__Task prompt__
Every line of the listing below should be written out exactly.

__Records provided__
****************
PR #4417, opened 2021-06-24
Change sanitize function to properly handle null values

jonatanschroeder:
The `sanitizeObject` function in prairielib uses `typeof value === 'object'` as a way to check if `value` is an object, but this expression is also true for `null`. This has implications in grader hosts, whenever autograders include, in the results, a key that points to `null`. Instead of treating the object as null, this would trigger a parsing error on the results object. This PR fixes it by handling null values explicitly.


nwalters512 (approved):
LGTM, thanks for the fix!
****************
__Task response__
PR #4417, opened 2021-06-24
Change sanitize function to properly handle null values

jonatanschroeder:
The `sanitizeObject` function in prairielib uses `typeof value === 'object'` as a way to check if `value` is an object, but this expression is also true for `null`. This has implications in grader hosts, whenever autograders include, in the results, a key that points to `null`. Instead of treating the object as null, this would trigger a parsing error on the results object. This PR fixes it by handling null values explicitly.


nwalters512 (approved):
LGTM, thanks for the fix!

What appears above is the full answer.